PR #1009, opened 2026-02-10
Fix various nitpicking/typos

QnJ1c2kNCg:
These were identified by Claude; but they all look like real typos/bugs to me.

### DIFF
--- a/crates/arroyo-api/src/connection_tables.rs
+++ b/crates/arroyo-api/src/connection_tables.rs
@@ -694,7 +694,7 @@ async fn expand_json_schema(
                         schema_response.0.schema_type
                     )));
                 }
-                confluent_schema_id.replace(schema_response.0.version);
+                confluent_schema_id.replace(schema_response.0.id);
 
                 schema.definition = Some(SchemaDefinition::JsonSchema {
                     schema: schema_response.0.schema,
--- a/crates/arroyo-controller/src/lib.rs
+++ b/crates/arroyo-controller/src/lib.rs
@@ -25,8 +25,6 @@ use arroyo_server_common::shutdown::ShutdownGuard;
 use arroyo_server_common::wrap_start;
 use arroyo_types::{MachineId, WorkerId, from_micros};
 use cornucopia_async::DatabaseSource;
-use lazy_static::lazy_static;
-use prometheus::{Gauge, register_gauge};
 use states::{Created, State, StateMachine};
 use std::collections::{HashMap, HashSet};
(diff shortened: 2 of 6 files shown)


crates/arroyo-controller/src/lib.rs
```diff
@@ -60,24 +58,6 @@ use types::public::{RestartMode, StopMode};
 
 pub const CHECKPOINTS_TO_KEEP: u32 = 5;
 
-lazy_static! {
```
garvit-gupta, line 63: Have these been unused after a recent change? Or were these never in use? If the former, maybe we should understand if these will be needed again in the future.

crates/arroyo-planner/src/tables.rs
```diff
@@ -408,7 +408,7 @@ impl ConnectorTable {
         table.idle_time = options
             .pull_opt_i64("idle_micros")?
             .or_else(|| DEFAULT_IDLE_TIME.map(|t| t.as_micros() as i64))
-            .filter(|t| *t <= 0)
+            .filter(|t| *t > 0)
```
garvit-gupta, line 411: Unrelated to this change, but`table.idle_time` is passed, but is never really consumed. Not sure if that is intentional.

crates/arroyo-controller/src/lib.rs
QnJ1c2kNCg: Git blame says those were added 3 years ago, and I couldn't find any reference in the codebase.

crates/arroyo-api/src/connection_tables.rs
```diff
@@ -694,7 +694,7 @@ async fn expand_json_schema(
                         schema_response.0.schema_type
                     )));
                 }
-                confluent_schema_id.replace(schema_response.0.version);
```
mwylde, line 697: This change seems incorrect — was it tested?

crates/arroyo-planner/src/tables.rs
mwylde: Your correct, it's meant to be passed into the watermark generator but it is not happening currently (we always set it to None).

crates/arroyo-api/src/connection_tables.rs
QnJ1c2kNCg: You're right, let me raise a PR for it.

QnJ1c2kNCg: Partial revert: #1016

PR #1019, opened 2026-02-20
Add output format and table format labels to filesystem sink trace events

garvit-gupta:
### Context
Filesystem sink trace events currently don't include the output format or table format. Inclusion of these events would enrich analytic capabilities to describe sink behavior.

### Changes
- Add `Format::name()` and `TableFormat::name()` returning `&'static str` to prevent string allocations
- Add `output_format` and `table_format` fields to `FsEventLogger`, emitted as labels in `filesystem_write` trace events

+-------+

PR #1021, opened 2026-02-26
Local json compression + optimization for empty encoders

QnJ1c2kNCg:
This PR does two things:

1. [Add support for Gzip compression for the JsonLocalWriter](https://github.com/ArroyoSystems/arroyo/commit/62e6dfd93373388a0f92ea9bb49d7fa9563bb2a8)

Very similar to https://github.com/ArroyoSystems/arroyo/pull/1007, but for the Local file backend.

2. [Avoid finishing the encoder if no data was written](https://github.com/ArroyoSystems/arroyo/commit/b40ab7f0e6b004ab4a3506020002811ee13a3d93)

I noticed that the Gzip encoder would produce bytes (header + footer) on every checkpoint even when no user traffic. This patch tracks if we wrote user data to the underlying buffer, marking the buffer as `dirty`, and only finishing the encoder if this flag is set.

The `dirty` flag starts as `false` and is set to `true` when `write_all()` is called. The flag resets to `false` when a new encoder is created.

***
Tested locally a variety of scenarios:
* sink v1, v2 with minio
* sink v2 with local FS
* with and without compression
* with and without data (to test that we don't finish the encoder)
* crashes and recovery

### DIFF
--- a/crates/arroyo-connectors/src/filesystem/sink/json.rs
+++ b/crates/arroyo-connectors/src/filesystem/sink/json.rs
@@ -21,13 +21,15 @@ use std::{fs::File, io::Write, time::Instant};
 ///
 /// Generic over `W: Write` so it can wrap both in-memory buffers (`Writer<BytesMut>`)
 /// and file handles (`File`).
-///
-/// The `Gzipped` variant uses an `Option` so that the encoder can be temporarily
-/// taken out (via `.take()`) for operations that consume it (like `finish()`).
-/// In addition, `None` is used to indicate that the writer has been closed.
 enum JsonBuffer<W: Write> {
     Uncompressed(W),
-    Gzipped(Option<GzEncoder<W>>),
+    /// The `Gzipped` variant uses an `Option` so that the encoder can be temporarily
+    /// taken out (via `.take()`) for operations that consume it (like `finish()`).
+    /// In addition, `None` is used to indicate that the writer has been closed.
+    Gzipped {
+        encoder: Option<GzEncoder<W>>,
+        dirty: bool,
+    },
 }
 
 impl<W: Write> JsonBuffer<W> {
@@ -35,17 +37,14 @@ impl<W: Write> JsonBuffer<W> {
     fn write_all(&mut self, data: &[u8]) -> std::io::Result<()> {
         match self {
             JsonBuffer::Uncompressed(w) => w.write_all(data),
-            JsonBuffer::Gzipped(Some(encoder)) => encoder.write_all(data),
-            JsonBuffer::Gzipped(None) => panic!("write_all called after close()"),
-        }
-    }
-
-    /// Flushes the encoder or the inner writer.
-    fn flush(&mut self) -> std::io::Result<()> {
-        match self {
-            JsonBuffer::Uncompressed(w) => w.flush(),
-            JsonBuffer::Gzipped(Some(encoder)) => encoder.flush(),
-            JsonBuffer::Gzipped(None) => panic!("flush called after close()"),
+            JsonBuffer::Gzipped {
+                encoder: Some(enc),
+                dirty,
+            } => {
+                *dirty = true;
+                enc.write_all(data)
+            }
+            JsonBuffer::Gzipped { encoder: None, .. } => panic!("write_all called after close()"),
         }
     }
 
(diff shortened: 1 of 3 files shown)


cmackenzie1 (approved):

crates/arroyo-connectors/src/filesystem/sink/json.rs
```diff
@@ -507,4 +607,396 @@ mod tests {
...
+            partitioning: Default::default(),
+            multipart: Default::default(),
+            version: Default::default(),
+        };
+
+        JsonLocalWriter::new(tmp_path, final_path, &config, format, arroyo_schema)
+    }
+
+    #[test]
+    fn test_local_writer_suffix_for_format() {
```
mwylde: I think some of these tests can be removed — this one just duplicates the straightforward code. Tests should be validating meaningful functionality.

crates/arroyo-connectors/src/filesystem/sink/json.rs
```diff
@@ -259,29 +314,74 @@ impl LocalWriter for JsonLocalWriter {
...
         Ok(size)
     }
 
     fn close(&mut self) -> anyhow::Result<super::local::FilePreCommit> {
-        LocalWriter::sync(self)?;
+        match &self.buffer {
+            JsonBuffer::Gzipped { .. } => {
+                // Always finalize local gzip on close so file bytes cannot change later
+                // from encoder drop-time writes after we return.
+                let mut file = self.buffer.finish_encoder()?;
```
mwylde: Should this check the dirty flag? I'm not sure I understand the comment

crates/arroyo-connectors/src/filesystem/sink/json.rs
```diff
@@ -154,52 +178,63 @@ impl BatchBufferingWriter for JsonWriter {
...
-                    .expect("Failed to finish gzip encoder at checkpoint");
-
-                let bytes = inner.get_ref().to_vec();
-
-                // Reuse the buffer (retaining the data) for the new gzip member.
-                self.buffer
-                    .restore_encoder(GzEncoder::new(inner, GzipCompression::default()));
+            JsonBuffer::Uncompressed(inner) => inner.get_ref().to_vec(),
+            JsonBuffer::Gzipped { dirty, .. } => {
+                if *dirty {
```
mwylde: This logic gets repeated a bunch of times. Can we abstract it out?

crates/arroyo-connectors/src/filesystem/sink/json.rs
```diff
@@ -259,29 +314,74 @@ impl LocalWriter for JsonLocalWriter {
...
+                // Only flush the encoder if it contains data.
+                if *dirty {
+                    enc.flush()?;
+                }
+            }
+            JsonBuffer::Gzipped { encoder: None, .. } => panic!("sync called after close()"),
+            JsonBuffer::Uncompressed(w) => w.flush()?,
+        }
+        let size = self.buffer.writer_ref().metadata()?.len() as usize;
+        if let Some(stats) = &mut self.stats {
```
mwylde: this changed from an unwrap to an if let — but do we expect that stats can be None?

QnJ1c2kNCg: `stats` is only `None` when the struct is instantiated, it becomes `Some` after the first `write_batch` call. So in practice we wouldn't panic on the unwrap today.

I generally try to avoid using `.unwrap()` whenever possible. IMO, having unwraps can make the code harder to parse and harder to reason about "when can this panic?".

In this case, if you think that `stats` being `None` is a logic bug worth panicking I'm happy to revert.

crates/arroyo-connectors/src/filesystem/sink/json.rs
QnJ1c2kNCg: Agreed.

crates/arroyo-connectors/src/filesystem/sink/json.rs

+-------+

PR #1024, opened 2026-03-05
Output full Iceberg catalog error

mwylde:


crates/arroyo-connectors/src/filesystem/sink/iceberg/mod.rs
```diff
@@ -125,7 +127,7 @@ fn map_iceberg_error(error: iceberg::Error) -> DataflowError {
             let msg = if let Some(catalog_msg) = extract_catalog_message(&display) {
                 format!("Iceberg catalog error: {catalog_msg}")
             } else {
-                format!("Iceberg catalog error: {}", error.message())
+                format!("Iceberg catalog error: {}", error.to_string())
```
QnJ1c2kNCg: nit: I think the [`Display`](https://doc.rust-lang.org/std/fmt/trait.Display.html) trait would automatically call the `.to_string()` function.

+-------+

WHAT THE TASK REQUIRES
Wherever the string "Uncompressed" is found in the listing above, copy the line that contains it.

WRITTEN RESPONSE
     Uncompressed(W),
             JsonBuffer::Uncompressed(w) => w.write_all(data),
-            JsonBuffer::Uncompressed(w) => w.flush(),
+            JsonBuffer::Uncompressed(inner) => inner.get_ref().to_vec(),
+            JsonBuffer::Uncompressed(w) => w.flush()?,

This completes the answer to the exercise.